「YOIYO」でのコラボが決まった時、どのウイスキーを使うかの提案はマルス信州蒸溜所に委ねられていた。この蒸溜所ではシングルモルトウイスキー「駒ヶ岳」の他に、ブレンデッドウイスキーも各種つくっている。ウイスキーに合わせるチョコレートは、ロッテがこだわり抜いたミルクチョコレートが用意された。試食した時の印象を、同蒸溜所ブレンダーの河上國洋さんはこう振り返る。
「やはりウイスキーにはビターチョコが合うだろう、と想像していました。ところがいざ味わってみると、ミルクチョコの口溶けのなめらかさがマッチすると感じました。マルス信州蒸溜所のウイスキーの仕込み水は軟水です。そのせいか味わいがなめらかになり、丸みを帯びてくるようなところがあって。これはいけると思いました」
口溶けのなめらかさが特徴のロッテのミルクチョコレート。その中に詰めるウイスキーは、どれにするのか。出した答えは数あるブレンデッドウイスキーではなく、シングルモルトの「駒ヶ岳」だった。その理由をブレンダーの河上さんはこう説明する。
「YOIYOは日本の各地を旅するような気分で味わうチョコレートだと聞きました。ならばマルス信州蒸溜所の骨格になるウイスキーで勝負したいと思ったんです」
とはいえ、「駒ヶ岳」は生産量が限られたウイスキーだ。所長の折田さんは言う。
「駒ヶ岳は商品として発売すれば、すぐに売れてしまいます。でも、チョコの中に入れることで、その味を少しでも多くの人に届けられるという思いがありました」
だが、銘柄を「駒ヶ岳」に決めたのは、ウイスキー選びの始まりでしかなかった。樽で熟成させるウイスキーは、樽の種類やアルコール度数で味わいが変わってくる。

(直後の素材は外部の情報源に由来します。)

PR #8585, opened 2016-04-13
rgw: call rgw_log_usage_finalize() on reconfiguration

cbodley:
RGWRealmReloader was calling rgw_log_usage_init() with the new RGWRados instance, but never cleaned up the previous one with rgw_log_usage_finalize()

Fixes a crash caused by the previous UsageLogger using the RGWRados instance after it was freed by RGWRealmReloader.


mattbenjamin:
@oritwas did you see a problem with this?

oritwas:
lgtm

PR #8586, opened 2016-04-13
osd: fix watch reconnect race

liewegas:


athanatos:
lgtm

src/msg/simple/DispatchQueue.cc
```diff
@@ -150,6 +150,14 @@ void DispatchQueue::entry()
       lock.Unlock();
 
       if (qitem.is_code()) {
+	if (g_conf->ms_inject_internal_delays > 0 &&
```
xiexingguo: nit, ``` g_conf->ms_inject_internal_delays &&``` will suffice

src/msg/simple/DispatchQueue.cc
```diff
@@ -150,6 +150,14 @@ void DispatchQueue::entry()
...
+	    g_conf->ms_inject_delay_probability &&
+	    (rand() % 1000) / 1000.0 > g_conf->ms_inject_delay_probability) {
```
xiexingguo: The inject probability judgement logic is a little bit confusing. The chance of injecting delay shall go high as the ms_inject_delay_probability increases, e.g., 
```
1. if ms_inject_delay_probability == 0, we don't inject delay;
2. if ms_inject_delay_probability == 1, we shall 100% inject delay;
```
It's quite the opposite logic here, especially when ms_inject_delay_probability is set to 1, we will absolutely **not** inject delay, as ```(rand() % 1000) / 1000.0```  is always smaller than 1.

xiexingguo:
Otherwise LGTM

tchaikov:
looks like it's a case where CAS is needed..

i am thinking about a racing here. we have two threads:
- over a new connection, the client's RECONNECT op leads to `Watch::connect(con)`
- when the old connection is reset, `OSD::ms_handle_reset(con)` gets called, `WatchConState::reset(con)` is in turn called.

let's look at following sequence:

1 . in `WatchConState::reset(con)`// because con is the one being reset, so, we are about to reset `this->conn`. but we are switched to another thread before we reset it.
 ```c++
// with pg lock
if ((*i)->is_connected(con)) {
  // we switch to another thread here
  (*i)->disconnect();
}
  ```
2 . in `Watch::connect(con)` // good, this->conn is not the one we are connected, change it to the new conn
```c++
if (this->conn == con) return;
this->conn = con;
```
3 . continue with `WatchConState::reset(con)` // and the `this->conn` gets reset. `ETIMEDOUT` waiting ahead.
```c++
if ((*i)->is_connected(con)) {
  // we continue from here
  (*i)->disconnect();
}
```

it sounds like a fabricated case. but it could happen in real-world. i don't see we have the pg lock acquired in `ReplicatedPG::do_osd_op_effects()` when calling `watch->connect()`, probably we should? otherwise we need an `atomic<>` member variable in `Watch` class for the CAS operation so `Watch.conn` is safe when being updated by multiple threads.

xiexingguo:
@tchaikov Well done.





> it sounds like a fabricated case. but it could happen in real-world. i don't see we have the pg lock acquired in ReplicatedPG::do_osd_op_effects() when calling watch->connect(), probably we should?

I doubt we can do this, because we may call  ReplicatedPG::do_osd_op_effects()  in the following sequences:
```
ReplicatedPG::do_op(OpRequestRef& op)
                                |
                               V
ReplicatedPG::execute_ctx(OpContext *ctx)
                                |
                               V
ReplicatedPG::do_osd_op_effects()
```
which means we shall already have pg-lock in hand under this case.

tchaikov:
thanks @xiexingguo, i also suspect that the do_osd_op_effects() is guarded by the pg lock, but failed to find the place where we acquire the lock. could you point me to that line?

xiexingguo:
@tchaikov In the above case will take pg lock at line https://github.com/ceph/ceph/blob/master/src/osd/OSD.cc#L8610.
And at line https://github.com/ceph/ceph/blob/master/src/osd/ReplicatedPG.cc#L2991 we will call do_osd_op_effects() if op is pure read or we encounter a error.

In the above case, we are in the ShardedOpWQ with pg lock held.
But we may also call do_osd_op_effects() in FileStore's OpWQ, in which case we are unprotected by pg lock.

xiexingguo:
@tchaikov   Ping me if I fail to make myself crystal clear:)

tchaikov:
thank you @xiexingguo . got it now.

but the change lgtm. the chance of the racing is rare. maybe we can fix it after jewel.

liewegas:
The on_success callbacks also are called with pg lock held, from eval_repop.  Not called from filestore.

xiexingguo:
I finally figured it out, thanks:)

「この蒸溜所で熟成させている複数の樽をマッチングの対象にしました。ミルクチョコを念頭に置きながらサンプリングを進め、シェリー樽など十数種類をピックアップして最終選考に臨みました」とブレンダーの河上さん。セレクトに妥協がないのも、ウイスキーメーカーとしての矜持だろう。

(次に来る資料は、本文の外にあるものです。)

PR #8588, opened 2016-04-13
rgw: try to use current period id in a few more cases

yehudasa:
If missing period id, try to use the current period id. This is needed
for sync agent compatibility.


oritwas:
lgtm

PR #8592, opened 2016-04-14
rgw: Add a test for multi-tenancy

zaitcev:
This is mostly a PR so we can talk about it. I know other people extended test_multi.py for their purposes and I'm looking to factor out some common code. But if this goes in, it's fine too - I see no harm or technical debt, only profit.

The biggest area of concern is how I fixed the double-eval problem. For the best compatibility it's probably beneficial to fix as high in the stack as possible. Ergo, test-rgw-call.sh.


mattbenjamin:
lgtm -- if no one objects in today's call, we should just merge it

oritwas:
lgtm

zaitcev:
Matt, Orit - I have just nullified your comments, sorry. I fixed a couple of XXX-es, and for that I had to patch existing code. I need to know if I broke other tests, including those not yet merged.

yehudasa:
lgtm

zaitcev:
Build errored out somewhere else with:

  CXX      osd/libosd_a-OSD.o
  CXX      osd/libosd_a-OSDCap.o
osd/OSD.cc: In member function ‘int OSD::init()’:
osd/OSD.cc:2040:19: error: ‘struct md_config_t’ has no member named ‘osd_check_max_object_name_len_on_startup’
       if (g_conf->osd_check_max_object_name_len_on_startup) {
                   ^

I'm going to wait for the trunk to churn a bit, then re-pull and re-push.

PR #8596, opened 2016-04-14
os/filestore: add sanity check for stat() syscall

xiexingguo:
The syscall stat() may fail here, the hardlink output shall
be assigned a rubbish value as a result and mislead caller.


liewegas:
Do you have a log for when you saw ENOENT from rmcoll on bluestore?  It doesn't do log replay, so if there is a bad rmcoll it's probably because the caller is buggy.

xiexingguo:
I don't. I happened to  remember that FileStore handled ENOENT on OP_RMCOLL that way, so I think we'd better keep pace with FileStore. Would you like me to drop that change or both of them?

liewegas:
FileStore only needed to do this because the log replay items needed to be 
idempotent.  BlueStore won't need it.

The other patch looks ok!

PR #8598, opened 2016-04-14
mds: fix usage() display 

renhwztetecs:
The usage using derr, will display the date and time;
remove unnecessary break.

Signed-off-by: renhwztetecs <ren.huanwen@zte.com.cn>

### DIFF
--- a/src/ceph_mds.cc
+++ b/src/ceph_mds.cc
@@ -107,8 +107,8 @@ int main(int argc, const char **argv)
       break;
     }
     else if (ceph_argparse_flag(args, i, "--help", "-h", (char*)NULL)) {
+      // exit(1) will be called in the usage()
       usage();
-      break;
     }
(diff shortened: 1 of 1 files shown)


src/ceph_mds.cc
```diff
@@ -108,7 +108,6 @@ int main(int argc, const char **argv)
     }
     else if (ceph_argparse_flag(args, i, "--help", "-h", (char*)NULL)) {
       usage();
-      break;
```
jcsp: It's not obvious when reading that usage() will ultimately call exit(), so a comment would be nice here

jcsp:
+1 for the fix to the usage part, Reviewed-By

Would be nice to add a comment where the break was removed

renhwztetecs:
@jcsp 
thanks for your review
I  add a comment where the break was removed

jcsp:

PR #8599, opened 2016-04-14
os: fix submit_transaction return codes

yangdongsheng:
Fixes: http://tracker.ceph.com/issues/15346

This series of patches are going to introduce a mechanism to allow transaction to be aborted if we meet something wrong in submitting transaction.

### DIFF
--- a/src/os/bluestore/BlueStore.cc
+++ b/src/os/bluestore/BlueStore.cc
@@ -3720,7 +3720,7 @@ void BlueStore::_txc_finish_io(TransContext *txc)
 	   p->state == TransContext::STATE_IO_DONE);
 }
 
-int BlueStore::_txc_finalize(OpSequencer *osr, TransContext *txc)
+void BlueStore::_txc_finalize(OpSequencer *osr, TransContext *txc)
 {
   dout(20) << __func__ << " osr " << osr << " txc " << txc
 	   << " onodes " << txc->onodes << dendl;
@@ -3764,8 +3764,6 @@ int BlueStore::_txc_finalize(OpSequencer *osr, TransContext *txc)
     get_wal_key(txc->wal_txn->seq, &key);
     txc->t->set(PREFIX_WAL, key, bl);
   }
-
-  return 0;
 }
 
 void BlueStore::_txc_finish_kv(TransContext *txc)
@@ -4262,7 +4260,6 @@ int BlueStore::queue_transactions(
   Context *onreadable_sync;
   ObjectStore::Transaction::collect_contexts(
     tls, &onreadable, &ondisk, &onreadable_sync);
-  int r;
 
   // set up the sequencer
   OpSequencer *osr;
@@ -4290,8 +4287,7 @@ int BlueStore::queue_transactions(
     _txc_add_transaction(txc, &(*p));
   }
 
-  r = _txc_finalize(osr, txc);
-  assert(r == 0);
+  _txc_finalize(osr, txc);
 
   throttle_ops.get(txc->ops);
   throttle_bytes.get(txc->bytes);
--- a/src/os/bluestore/BlueStore.cc
+++ b/src/os/bluestore/BlueStore.cc
@@ -1785,7 +1785,7 @@ int BlueStore::mkfs()
     } else {
       fm->release(reserved, end, t);
     }
-    db->submit_transaction_sync(t);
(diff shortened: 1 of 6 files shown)


yuyuyu101:
interesting idea, but I'm not sure what's the benefit get from this? Currently if ObjectStore can't handle a error, it will go to crash. If we promote this unexpected to upper, I think it may be too heavy to let caller process. We need a lot of things to make it consistence instead of just return error to client.

yangdongsheng:
@yuyuyu101 Yes, currently, the filestore will crash if we meet an error in submitting transaction. But Kstore and bluestore do not handle it. TBH, I was considering to crash it immediately by assert(0). But I think getting a chance such as on_abort to transaction is a better idea, (even we finally do assert(0) in the on_abort Context.)

Anyway, good point about the consistence here about it, at least, I think from my point of view, we need to allow a transaction to be aborted, that sounds more natural, I think.

But about how to handle it in C_OSD_RepopAbort, maybe crash it by assert(0), or maybe keep it alive but returning EIO, I am not sure now.

I want to continue this work and figure out what to do in C_OSD_RepopAbort, is that a good plan?

liewegas:
I also don't know what benefit we get from a transaction abort.  We have to be really careful not to commit anything that's incorrect, and if we encounter an error that suggests a hardware failure or bug, both of which should trigger an osd abort.  At least under the current model.

In the future, we might want to be able to "fail" on a PG-basis.  Or stop the entire OSD instance (including the ObjectStore) for when we put multiple OSDs in a single process.  In the latter case it's a matter of a more graceful stop (than assert(0)), not an 'abort' in the traditional sense.

yangdongsheng:
Okey, @yuyuyu101 and @liewegas , so both of you are suggesting to assert(0) immediately if we encounter an error in submitting transaction in current model, right? Hmmm, yes, the consistency point makes sense to me.

Okey, anyway, we did not handle some cases in Kstore and Bluestore where we should assert(0) currently, I will update this branch soon.

Thank you two guys. :)

yangdongsheng:
Hi, @yuyuyu101 and @liewegas , as a new comer to ceph, I have one question here, could you help to answer it?

When we are writing data, the ReplicateBackend will issue_op to different replicas. then there are two different cases might happen to crash:

(1), the primary osd failed to write data into device, (maybe hardware error)
Then the primary osd will crash immediately, but the client (maybe rados put command) is still listening on the reply message, how can it know this writing is failed and stop waiting?

(2). the replica failed to write data into device, 
The similar question with the case (1), if one replica encounter an error and crashed, how can the primary know it? If we assert(0) immediately in replica without send_message_osd_cluster() to primary. 

There must be something I am missing, could you help me to understand it? thanx in advance. :)

yangdongsheng:
Is that peering? So in these cases:
(1), primary osd down,
Then we will find it by tick(), then choose another primary and calculate a new acting list. then a peering would happen, so all of this are transparent to the client (rados put command), right? then rados put command will not fail but will wait a longer time for the completion, right?

(2), replica osd down,
Then we will find it by tick() similarly, then kick it out and calculate a new acting list. then a peering would happen.

Am I understanding it correctly?

liewegas:
1- the client will resend when it learns about the failure from a new osdmap.
2- the primary will restart the request when it learns about the replica failure from a new osdmap and repeers.

1- right
2- right.  although in both these cases, if we think there is a failure we tell the mon, but it is the mon publishing a new osdmap that makes it official. the heartbeat checks in tick just help the mon figure it out.

liewegas:
os/kstore/KStore.cc: In member function ‘virtual int KStore::queue_transactions(ObjectStore::Sequencer*, std::vector<ObjectStore::Transaction>&, TrackedOpRef, ThreadPool::TPHandle*)’:
os/kstore/KStore.cc:2393:7: warning: unused variable ‘r’ [-Wunused-variable]
   int r;
       ^
  CXX      osd/libosd_a-ReplicatedBackend.o
os/bluestore/BlueStore.cc: In member function ‘virtual int BlueStore::queue_transactions(ObjectStore::Sequencer*, std::vector<ObjectStore::Transaction>&, TrackedOpRef, ThreadPool::TPHandle*)’:
os/bluestore/BlueStore.cc:4263:7: warning: unused variable ‘r’ [-Wunused-variable]
   int r;
       ^

yangdongsheng:
@liewegas  thanx, it's updated now.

ロッテの田中さんも参加した最終選考会。満場一致で選ばれたのは、バーボンバレルで熟成された「駒ヶ岳」だった。
「まず口の中でミルクの香りがして、後から『駒ヶ岳』のよさが広がっていく。これだ!と。参加者の緊張感が高揚感に変わった瞬間でしたね」と田中さんは話す。
からの記事と詳細 ( ジャパニーズウイスキーを味わうチョコレート「YOIYO <KOMAGATAKE>」。開発に秘められた想いに迫る。 - Pen-Online )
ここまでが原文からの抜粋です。